# gaps in my butcher block counter top



## Pabs

hey all,

I'm in the process of making some counter tops from some re purposed flooring. I had all 37 strips glued up and after running though planner I noticed a few joints were less than perfect. some gaps that I need to fill.
this top will be treated with mineral oil with a final coating of oil/beeswax. no stain will go on. what can I sue to fill those gaps and have it look decent?

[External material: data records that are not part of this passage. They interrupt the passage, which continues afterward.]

Issue #1393, opened 2025-12-31
Adding an email redirects to /home, causing a 404


ScuffedNewt:
After adding an email to an alias created account, url redirect is /home but should be /

ScuffedNewt:
Closed by https://github.com/lk-arpg/lorekeeper/pull/1409

PR #1409, opened 2026-01-21
Allow unverified users to edit their emails

ScuffedNewt:
- ~Allow non admin ranks to do admin things~
  - ~nice if you don't want to have to give everyone admin to do admin things, especially since you need to remove the role in the DB~
Moved to https://github.com/lk-arpg/lorekeeper/pull/1462
---

- Allow unverified users to edit their emails 
image
image

### DIFF
--- a/routes/web.php
+++ b/routes/web.php
@@ -27,6 +27,12 @@ require_once __DIR__.'/lorekeeper/browse.php';
 
 Route::feeds('feeds');
 
+// Updating email from verification notice
+Route::middleware('auth')->group(function () {
+    Route::get('/email/update', 'HomeController@getEmail');
+    Route::post('/email/update', 'HomeController@postEmail');
+});
+
 /**************************************************************************************************
     Routes that require login
 **************************************************************************************************/
--- a/app/Http/Controllers/HomeController.php
+++ b/app/Http/Controllers/HomeController.php
@@ -48,7 +48,7 @@ class HomeController extends Controller {
     public function getLink(Request $request) {
         // If the user already has an alias associated with their account, redirect them
         if (Auth::check() && Auth::user()->hasAlias) {
-            redirect()->to('home');
+            return redirect()->route('home');
         }
 
         // Display the login link
@@ -111,7 +111,11 @@ class HomeController extends Controller {
     public function getEmail(Request $request) {
         // If the user already has an email associated with their account, redirect them
         if (Auth::check() && Auth::user()->hasEmail) {
-            return redirect()->to('home');
+            return redirect()->route('home');
+        }
+
+        if (config('lorekeeper.settings.allow_unverified_users_to_modify_emails') && $request->is('email/update')) {
+            return view('auth.update_email');
         }
 
         // Step 1: display a login email
@@ -128,7 +132,7 @@ class HomeController extends Controller {
         if ($service->updateEmail(['email' => $data], Auth::user())) {
             flash('Email added successfully!');
 
-            return redirect()->to('home');
+            return redirect()->route('home');
         } else {
             foreach ($service->errors()->getMessages()['error'] as $error) {
                 flash($error)->error();
--- a/config/lorekeeper/settings.php
+++ b/config/lorekeeper/settings.php
@@ -429,4 +429,14 @@ return [
     |
     */
     'enable_character_content_warnings'                 => 1,
+
+    /*
+    |--------------------------------------------------------------------------
+    | Allow Unverified Users to Modify their Email Addresses
+    |--------------------------------------------------------------------------
+    |
+    | Allows users who have not yet verified their email addresses
+    | to modify their email address, in order to correct mistakes.
+    */
+    'allow_unverified_users_to_modify_emails'           => 1,
 ];
--- a/resources/views/auth/update_email.blade.php
+++ b/resources/views/auth/update_email.blade.php
@@ -1,0 +1,41 @@
+@extends('layouts.app')
+
+@section('title')
+    Update Email Address
+@endsection
+
+@section('content')
+    <h1>Update Email Address</h1>
+    <p class="mb-1">
+        The currently linked email to your account is:
+    </p>
+    <div class="alert alert-secondary mb-2" role="alert">
+        {{ Auth::user()->email }}
+    </div>
+    <p>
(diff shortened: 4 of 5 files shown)


itinerare:
It'd be better if these were separate PRs, though tbh I don't think allowing admins to edit user emails is the way to resolve e.g. "user typo'd their email address and isn't getting the verification email" to begin with/I'm disinclined to accept that change at all. One idea that came up in the server was just having a separate view where unverified users can check/change it, which would probably be preferable...

SpeedyD:
I can see the benefit of giving non-admins admin rights; means that some of the sites I'm on can just give me my own role, haha..

But I'm not sure about the email editing either..

ScuffedNewt:
> I'm disinclined to accept that change at all.

any particular reason why?


> having a separate view where unverified users can check/change it, which would probably be preferable...

I can raise another CR with this change, would like to hear the reasoning for the above though, I don't think having both is bad necessarily

itinerare:
It's essentially still a security thing that's currently treated as an inconvenience because sometimes it *is* a genuine mistake... but e.g. I don't particularly enjoy opening the door to someone social engineering their way into getting an admin to change an account's email address. And while, yes, it will always be possible to edit directly via the DB, there's a difference between it being possible and being convenient.

perappu:
I'm in agreeance with Mercury here and was just about to come in and say the same thing. It's absolutely a vector for social engineering -- I've heard of people doing similar things with Toyhouse or Discord accounts, as well as at my job. I think the suggestion of having a separate view where unverified users can check/change it would be the right call to solving the "I typo'd my email and I'm not getting verification emails" problem. Maybe make it visible on the verify email page that people get redirected to?

ScuffedNewt:
Happy to make the change for it to be user-initiated then! Hadn't thought about the social engineering aspect of it, I guess I have too much trust in the thought process of people with admin privileges 😭

SpeedyD (approved):
I like this fix- as long as a user has no verified alias, they can fix the email address themselves. Means they have to be logged in already- and that occurs right after registration.

Good call! :)

routes/web.php
```diff
@@ -27,6 +27,13 @@
 
 Route::feeds('feeds');
 
+// Updating email from verification notice
+Route::middleware('auth')->group(function () {
+    Route::get('/email/update', 'HomeController@getEmail');
+
```
SpeedyD: This is 100% a nitpick- wondering why there's an empty line in between is all :)

SpeedyD:
Oh yeah, does this also fix #1393 ?

LostInProgres (approved):

app/Models/Rank/Rank.php
```diff
@@ -73,7 +73,7 @@ public function getDisplayNameAttribute() {
      * @return bool
      */
     public function getIsAdminAttribute() {
-        return $this->attributes['is_admin'];
+        return $this->attributes['is_admin'] || $this->powers()->where('power', 'admin')->exists();
```
itinerare: See, I understand why you've done this. But you've put back the query that's going to be *everywhere*...

itinerare:
Once again, I would like to voice that these should really be separate PRs.

app/Models/Rank/Rank.php
ScuffedNewt: do you prefer another attribute?

SpeedyD (changes requested):
I believe I'll swap my approval into an RFC. Merc isn't going to drop the 'split into two PRs' point, and after thinking it through, I agree with it.

I strongly suggest moving the 'user can change own email address if unverified' one to a new PR, since the most recent comments are about the faux admin ability. ;)

app/Models/Rank/Rank.php
itinerare: Unsure what the ideal solution is (brainfog's been bad lately), beyond wanting to avoid a query if possible for performance reasons.

SpeedyD: Might be a bit redundant and roundabout, but why not add a column 'fauxAdmin' with a bool.. that way you only need to pull that attribute..?

Does mean you'd have to slightly rewrite the rank controller, so that it actually gets set or unset depending on whether the power is there..

perappu: I was actually thinking on this morning and I agree that's probably the best approach, even if it's technically data duplication. Alternatively, would always eager loading powers alongside Rank solve the issue? aka setting the $with on the Rank model. To some degree I'm surprised it doesn't do that already

itinerare: Possibly? re the latter

ScuffedNewt:
Resolves https://github.com/lk-arpg/lorekeeper/issues/1393

SpeedyD:
I'm guessing this is still in progress, since the secondary admin code is still in here? Perhaps set this to draft until it's fixed. :)

app/Models/Rank/Rank.php
```diff
@@ -95,6 +95,15 @@ public function canEditRank($rank) {
         }
         if ($this->hasPower('edit_ranks')) {
             if ($this->isAdmin) {
+                // editing a false admin rank
```
perappu: another old section

app/Models/Rank/Rank.php
perappu: Looks like this is a section that got moved to the other PR and should be removed

config/lorekeeper/powers.php
```diff
@@ -10,7 +10,10 @@
     | The list of staff powers that can be attached to a user rank.
     |
     */
-
+    'admin' => [
```
perappu: another section that should be removed

resources/views/admin/users/_create_edit_rank.blade.php
perappu, line 1: all the changes in this file need to be discarded

perappu (changes requested):
This is more or less just directly poking at the things that need to get removed to draw attention to it, as the PR otherwise looks fine and I'm happy with the changes made.

SpeedyD:
Yeah, you basically pointed out the exact things I found issue with, @perappu.

perappu (approved):
ty for making the necessary updates o>

itinerare (approved):

PR #1411, opened 2026-01-24
feat(deps): bootstrap v5 update and other relevant dependancies

liwoyadan:
I wrote out a draft PR much longer in May of last year but lost it when my browser crashed (tear rolls down my face) so I'll just leave a shorter draft PR here for now so I don't forget again.

Already did a pass with the gulp migration tool as well as manual edits for any straggling classes left behind. Bootstrap v5 also written with a new `_variables.scss` to style it to look like how default Lorekeeper did with Bootstrap v4 (as to not totally change the look of sites that update) but of course site owners and etc are free to modify.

in the pic it's the gap to the right..the huge gap you see on the left is actually the other part of the slab that was next to it that was not glued yet


----------



## alittleoff

That's a large gap to fill. I would rip it and reglue the peices.
Gerald


----------



## Unknowncraftsman

Ya that's a big gap big enough to read a newspaper thru it.
Definitely a redo.

Aj


----------



## Pabs

just to be clear…this is the gap.


----------



## DirtyMike

I would urge you to use a more durable finish than beeswax and mineral oil. While it is great for the wood in cutting boards it does little to provide protection. Once you put wax an oil in wood you wont be able to apply another finish.


----------



## Pabs

> I would urge you to use a more durable finish than beeswax and mineral oil. While it is great for the wood in cutting boards it does little to provide protection. Once you put wax an oil in wood you wont be able to apply another finish.
> 
> - DirtyMike


my step brother has been using nothing but mineral oil for the last few years on his counters without any issues. he needs to re apply fairly often but counters are still in great shape. I read up on this and what many suggested was oil and then a coat of beeswax mixed with oil. I used this on a couple of my existing wood counters and so far It seems to do the trick. what would you recommend for a finish ?


----------



## ChefHDAN

+1 to rip it & re-glue

Pabs, what do you intend to do with the counter-tops? Mineral oils /beeswax is what gets used often for cutting boards that can't have a film finish in place because of the destructive action of the blades. I've got lots of wooden boards, tools bowls etc, and I've used most all of them out there, but tend to return to Boos Mystery oil because it's inexpensive and easy to apply and deal with I don't bother with a wax because I scrub the tools when after use and hot water & soap would remove the wax quicker than any benefit. If your counters are just going to be counters, and not food prep surfaces where you'll use knifes scrapers etc., you can use a fully cured film finish, and totally avoid any monthly maintenance


----------



## Pabs

hey ChefHDAN

yeah. not cutting should be done on these…food will contact them but no cutting so I could go for a more permanent finish I guess.. I like the oil/wax idea because I can make myself and is fairly cheap and no chemicals or fumes in the process


----------



## Pabs

ripping it is I guess,

oddly everything looked good when I clamped them dry. I think I tried to do too much at once and didn't have time to notice these mistakes before it was too late


----------



## builtinbkyn

I can only think of two ways to fix it, but I'm no expert compared to others who post here. One would be to use epoxy and some saw dust from the boards. The other would be thin strips cut and glued into the voids. In either case, you would need to flatten the tops again.


----------



## Pabs

> I can only think of two ways to fix it, but I m no expert compared to others who post here. One would be to use epoxy and some saw dust from the boards. The other would be thin strips cut and glued into the voids. In either case, you would need to flatten the tops again.
> 
> - builtinbkyn


I had thought about the epoxy or glue with sawdust approach as well.. just not sure what it would look like.. could try it I guess and if it's horrible I could rip then. 
as for a thin strip, it would need to be ultra thin..that crack is only as wide as a sheet of paper maybe


----------



## KelleyCrafts

I would rip and glue again as well.

Also use a waterproof coating like poly if it's in the kitchen. Then use the oil and wax for the cutting boards you'll need to use with this counter.


----------



## alittleoff

Sawdust and glue on a gap that size will look like sawdust and glue.


----------



## JBrow

Pabs

I can think of two methods for fixing the gap. The first, as suggested by most, is to rip and re-glue. This could require re-flattening the entire surface.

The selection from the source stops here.